Home  -   Research  -   Artwork  -   About Me

Text Visualizations

After many projects, my point of view on text visualization is that the most effective ones are fine-grained: bringing individual words and phrases to the fore, rather than aggregating at a high level.

A good example is the word tree. This visual search technique lets you pick a word or phrase and charts all the different contexts in which it appears. The contexts are arranged in a tree-like branching structure to reveal recurrent themes and phrases.

The image above is a word tree made from Martin Luther King's famous "I have a dream" speech, using the search term "I." Font sizes show frequency of use, so you can see that among King's many uses of "I," the most frequent context is the phrase "I have a dream."

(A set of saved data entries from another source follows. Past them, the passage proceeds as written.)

Issue #242, opened 2014-03-20
Clarification on Wells Fargo Status


todd:
cc @TehRoot as it appears that you were responsible for the commit that makes note of Advanced Access.

How exactly are we defining 2FA here? Is it a strict adherence to the idea that you need a secondary authorization scheme for accessing a resource or the idea that only some actions on a protected resource require the additional security? I.e., are we saying you need a token to access an account or that you only need a token to perform certain actions on the account? Advanced Access is the latter (and, I might add, as a Wells Fargo customer, I've never been prompted to use it, regardless of having it set up).

tehroot:
I've had AA prompt me with large money transfers or withdrawls through the web interface. I put it under custom since it's a custom form of 2fa. This is supposed to let people know what kind of authentication, if any, institutions have, it's also why I included the direct link to wells fargo's documentation.

I don't think there was a rigorous look into the defining characteristics of 2fa besides whether it fit in custom, or in a normal OTP app like Authy or Authenticator.

todd:
I think it's still worth having a discussion about since it's not what I would consider 2FA (others may disagree). I would agree that having some additional form of security in the way that Advanced Access provides is good, but I don't think it's necessarily what 2FA has colloquially become known as.

@jdavis Thoughts?

todd:
Bump.

jdavis:
Thanks for the bump, @todd. We're working on a big change in #333 and then hopefully we can come back to fixing up all the issues/PRs.

Custom is no longer there, instead we are having a section for Hardware, Software, SMS, Phone Call, and Email.

Regarding AA, I've never used it so could use some more info (their site isn't that helpful: https://www.wellsfargo.com/help/faqs/advanced-access/)

How is it being used?

todd:
@jdavis Totally understood.

AA is only used when Wells Fargo determines you're performing a high-risk operation (like transferring a large amount of money). It works pretty much the same way as traditional 2FA - you're sent a code and asked to enter it on the site before you can complete your request.

It differs from 2FA in that it's only used in certain situations and you can still gain access to an account without having used it. As I mentioned above, I've never been prompted to use AA, despite having it set up. This is a huge issue because you can still access and perform all sorts of sensitive actions/information by just logging into the account (i.e., account numbers, statements, bill pay). In instances like that, AA does not come into play.

[...]

PR #599, opened 2014-06-23
Add Clef as a 2FA provider

landakram:
[Clef](https://getclef.com) is a two-factor replacement for passwords. We use possession of the phone and knowledge of a PIN as the two factors. Authentication is done by verifying digital signatures generated by a private key stored in the smartphone app.


jessepollak:
:+1:

rublon-mw:
Like you said, Clef is a replacement for passwords — it is a single sign-on solution, not two-factor authentication. It replaces one factor with a different factor. It doesn't matter what you do with the user to authenticate him with Clef. What matters is how many factors the web service needs to check before it authenticates a user. In Clef's case, the web service depends only on one factor (= Clef). Adding Clef to TwoFactorAuth.org would mean that we should also have to add every social login solution that supports 2FA on their side (Login with Facebook, Twitter, LinkedIn, Google+ etc.). Once you're signed into Clef, you can access other Clef-supported sites with a single click (hence single sign-on). Great solution, but solves a different problem.

landakram:
By both the definition given by twofactorauth.org [here](https://github.com/jdavis/twofactorauth/blob/master/CONTRIBUTING.md#a-note-on-definitions) and standard definitions around the web, Clef is definitively a two-factor authentication system. It uses (1) something you know and (2) something you possess to verify you.

In terms of the social login point, the difference between Clef and those social logins is that Clef _always_ requires two-factor — it's not just an option that is turned off by default.

jdavis:
I follow @jessepollak on Twitter so I see Clef all the time =] I never thought about it as a 2FA solution.

I understand what @mwww is pointing out in that it looks like the only factor is possession of the mobile device.

@landakram Could you clarify what part of Clef is the first factor, something you know?

landakram:
Yep, there's a PIN you use to unlock the app itself.

jdavis:
Okay, is the pin required, _always_?

Also, I'd like a few other people to weigh in on this, like @mxxcon, @dsoegijono, @ilyakatz, and possibly even @smholloway. Let me know what you guys think; I'm not too familiar with this area of auth.

ilyakatz:
Hm, it does look like Clef fits the bill for the two properties. One question I have as a user, so when I log in, it says I'm logged in for an hour, does it mean I'm logged in for that hour to any site that uses Clef?

landakram:
@ilyakatz that's right. Sorry if that isn't more clear! 

@jdavis the PIN is always required, though we're looking to replace it with TouchID for phones that support it :)

jdavis:
Okay cool. Well, there definitely are two factors for Clef then: the device, and your brain/finger.

Any objections to adding it then? I'll give it 12 hours or so and we can merge this if no one objects :smile:

landakram:
just checking in — is this good to go?

jdavis:
There was some concern raised privately by an individual.

The issue was that Clef is more of a replacement of passwords than a 2FA solution. While you guys do offer the PIN feature, it is only 4 numbers which doesn't give the same security as a password especially if a phone were to be compromised.

If passwords were still required + using Clef, I'd totally agree in that it should be added to the site. I thought that the argument raised was a valid one.

Edit: Also, the section for providers is more for a solution that could be added on top of passwords as opposed to replace them.

landakram:
We market Clef as a replacement for passwords because users hate passwords, but Clef is two factor by the book and in practice. We use possession as the primary factor and knowledge as secondary, which lets us use a shorter PIN as the knowledge component since it cannot be brute forced without already possessing the phone.

If we really care about two factor, than making it a) easier to implement and b) easier for users should be our top priorities, and Clef is easier to implement than most other options and much easier for users.

ilyakatz:
@jdavis i think we're deviating from the ["constitution"](https://github.com/jdavis/twofactorauth/blob/master/CONTRIBUTING.md#a-note-on-definitions). It doesn't anything about our evaluation of makes a 2FA implementation less or more secure. How do we know that companies that use SMS for 2FA don't send the same number to everyone? Or how can we guarantee that  companies' custom 2FA solutions are secure and not bogus? Clef fits the requirements so should be added. Or, we should update the requirements.

ilyakatz:
FIY, i'm not affiliated with with Clef is anyway, I guess I just take Supreme Court cases close to heart :)

ibenrodriguez:
Is the verification of the pin performed by an app in the phone or through
some other hosted service?

1) on the phone  - not 2fa
2) somewhere else - yes 2fa

If both the factors are in the phone then its not 2fa.

Take an ATM debit card for example.

If the pin was stored in the magstripe of the card that would make it
potentially possible to retrieve the pin.

Plus, with an ATM I can change the pin at the bank and no change to the
card is needed as it's not stored in the card.

jamcat22:
Well, if we already have Launchkey, we should add Clef.

Here is why:
1. Launchkey is like Clef and is marketed as a replacement for passwords.
2. Like Clef, they have a PIN feature, but theirs is optional and Clef's is required.
3. They are very similar in their features.

@ibenrodriguez Both. When setting up the app for the first time, you are required to make a PIN. When you setup the app on a new device, you are required to enter your name, email, and that same PIN to restore your account. If the PINs do not match, then your account isn't restored. While you are offline, you can still use Clef after entering your PIN, which suggests that the PIN is verified on a registered phone and their servers.

jdavis:
Okay, sorry for the delay. I'm going to take one more look at this but I hope to have it resolved in the next few days.

josephwegner:
I'd like to chime in here, in favor of adding Clef to the list. As far as I'm concerned, Clef definitely fits the bill for being defined as 2FA.

It seems that the two main issues blocking Clef in this discussion are:
1. Is a pin secure enough to be considered 2FA?
2. Is it really 2FA if both factors are on the user's phone?

@ilyakatz makes the good point for the first issue. 2FA, as a definition, is not concerned with the security of the implementation. 2FA is only concerned in the login flow following a pattern that requires two different forms of authentication. It doesn't really matter what those two factors are - a password, a pin, a thumbprint, or screaming a secret phrase at my computer. 2FA just means that I have two different factors.

The second question about both pieces of authentication happening on the phone is a bit trickier. The requirement here is that each of the two factors should be unique enough that if one is compromised, the other factor is still secure. Having the keys to get through one factor should not decrease the security of the second factor. I believe this is the case for Clef. The first factor is possession of my phone, and the second is the knowledge of my pin. If someone were to steal my phone, they still do not know my PIN, and it becomes no easier for them to gain access to it. If someone knows my PIN, it similarly does not become easier for them to steal my phone. Each of the factors here are unique and entirely unrelated to eachother from an authentication standpoint.

Just my thoughts. +1

_disclaimer: I worked pretty closely with Clef to develop [Waltz](https://getwaltz.com)_

lolux:
Since the purpose of this site is to raise general awareness on authentication security by informing the public about what websites support 2FA and what companies provide 2FA solutions, then there should be no problem including companies that are doing the latter. 

So :+1: on adding Clef to the list of 2FA providers without overthinking it or applying extra vetting beyond adherence to the Wikipedia definition cited on the site and the discussion referenced in #242; for Clef meets the requirements of both.

jdavis:
The Clef army is in full force ;)

I'm waiting for a reply through email and then I'll finish this up. I promise; I'm just trying to be thorough :smile:

jessepollak:
Always happy to see our supporters :)

No rush

mxxcon:
I'm not talking about technical aspects of clef here, however I get a feeling that such concerted efforts by companies to be listed on the site is turning more into marketing opportunity for companies rather than an informational resource. I'm uneasy about that. :/ (feel free to delete this if offtopic).

jdavis:
I agree with you, @mxxcon in that the marketing stuff is getting a bit worrisome. Especially regarding that other Issue that I won't name that was very blatant and that you commented on.

Regarding Clef though, I'm okay with accepting this for the time being. Especially since @jamcat22 brought up the fact that we already have LaunchKey in the list.

All disagreement should either be emailed to me or brought up in a new issue.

The Word Tree was introduced on the Many Eyes site, and described in detail in The Word Tree: An Interactive Visual Concordance. Although Many Eyes no longer operates, you can play with this technique in Jason Davies's wonderful implementation.

I've also studied popular usage of chart types such as tag clouds or "wordles." While problematic by some conventional visualization norms, many people love them—for reasons that are subtle and surprising. The image above is from the original Wordle site, created by Jonathan Feinberg. Jonathan, Fernanda Viégas, and I did a study (Participatory Visualization with Wordle) which uncovered a range of non-analytical usage for this technique. A primary result was that many users saw Wordles as a means of creative self-expression.

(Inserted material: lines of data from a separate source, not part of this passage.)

PR #600, opened 2014-06-24
Add Clavid IdP

thr0wable:
Added Clavid as 2FA provider


ilyakatz:
looking good, @thr0wable, is there a link to instructions/documentation for how to enable 2FA on Clavid?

Fernanda Viégas and I analyzed other types of tag clouds, which almost can be viewed a sort of "folk art." See Tag Clouds and the Case for Vernacular Visualization. At the same time, we've looked at ways to harness the advantages of tag clouds for analytical purposes, as in our work with Chris Collins: Parallel Tag Clouds to Explore and Analyze Faceted Text Corpora.

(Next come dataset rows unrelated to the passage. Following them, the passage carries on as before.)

Issue #601, opened 2014-06-25
Add mailbox.org


generalmanager:
Please add this German e-mail service which is very security focused (supports DANE, auto-encryption of incoming mails with PGP, sending only over encrypted connections and so on):

```
    - name: mailbox.org
      url: https://www.mailbox.org/
      twitter: mailbox_org
      img: site.png
      tfa: Yes
      hardware: Yes
      doc: https://mailbox.org/en/one-time-passwords-for-secure-login-to-our-webmailer/
```

jdavis:
Do you have a 32x32 image that we could use? Feel free to add it to a comment so someone can make the changes without having to hunt for an image.

generalmanager:
The official logo is available here: https://mailbox.org/en/press/
I grabbed the RGB logo and modified it to resemble the favicon:
![logo_mailbox](https://cloud.githubusercontent.com/assets/6797943/3386620/43fa337c-fc76-11e3-80b9-8e881803889f.png)

I hope that helps ;)

jamcat22:
Created a pull request for this. #603.

generalmanager:
Greatly appreciated, thanks!

PR #603, opened 2014-06-25
Added mailbox.org

jamcat22:
Also reordered the list in alphabetical order. See #601. (mailbox.org is lowercase because that is how the company stylies it.)


jdavis:
I was wondering why it was lowercase but went to the site and realized that's how they brand themselves =]

This looks good to me. Once another person signs off, it can be merged.

PR #604, opened 2014-06-25
add stackexchange

fm4d:


jdavis:
Social is a decent place for it. It also fits in Developer pretty well. My vote would be for developer as it is  more about the code than connecting with others.

mxxcon:
Stackoverflow or serverfault are developer centric.
But they also have a ton of other sites https://stackexchange.com/sites
Not the end of the world if it goes into either. :smiley:

fm4d:
Well, a lot of these sites are related with developing, but there are also Martial Arts, Sports, History etc. so I think that Social fits better than Developer.

jdavis:
I forgot about all of their non-developer sites _sigh_

This looks good to me then!

PR #606, opened 2014-06-26
Added AOL

jamcat22:
AOL had 2FA before everyone else, but they removed it a few years ago. :frowning: http://securitywatch.pcmag.com/security-software/284240-aol-dropping-2-factor-authentication-support


jamcat22:
Ok added the picture.

jdavis:
Looks good to me, :+1: I still can't believe people still use AOL though.

If you disagree, please email me at: [chunkylover53@aol.com](http://en.wikipedia.org/wiki/The_Dad_Who_Knew_Too_Little#Homer.27s_email)

PR #612, opened 2014-06-29
Added exception to Square Enix

jamcat22:
Also corrected a capitalization error.


jdavis:
Cool, thanks for this @jamcat22. If anyone wants to confirm it, this restriction is listed at the bottom of the page of the doc site: http://www.square-enix.com/na/account/otp/

PR #613, opened 2014-06-30
Update Bitly - tfa

jehiah:
Bitly now happily supports 2FA. 

http://blog.bitly.com/post/90381427894/introducing-2-step-verification-for-all-users


jdavis:
That's great news, @jehiah. Great work over at Bitly.

ilyakatz:
@jehiah wow, that was really fast. Thank you!

PR #615, opened 2014-07-01
Cleaned up identity.yml

jamcat22:
Deleted extra whitespace, capitalized "Yes" and "No" and removed unneeded "No"s and "twitter:"s.


mxxcon:
I would keep "unneeded" entries. It doesn't hurt to be more explicit. Perhaps twitter handle is also useful to keep in case we'll do something with it.

PR #621, opened 2014-07-04
Optimized and replaced logos

mxxcon:
There were still images of wrong dimensions and not in png format.
Also re-compressed everything once again to save a few more kb.


jdavis:
:+1: Looks good to me.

Phrase Nets use a simple form of pattern matching to provide multiple views of the concepts contained a book, speech, or poem. The image above is a word graph made from Jane Austen's novel "Pride and Prejudice." The program has drawn a network of words, where two words are connected if they appear together in a phrase of the form "X and Y". This extremely simple algorithm produces natural clusters. Read more at Mapping Text with Phrase Nets.

The strangest text visualization technique I've worked on may be the Chromogram, which visualizes long sequences of text by mapping words to colors. Arbitrary as this approach may sound, it's surprisingly good at revealing patterns in real-world data. In 2006, working with Kate Hollenbach, we used this technique to study the editing activity of Wikipedians. See Visualizing Activity on Wikipedia with Chromograms.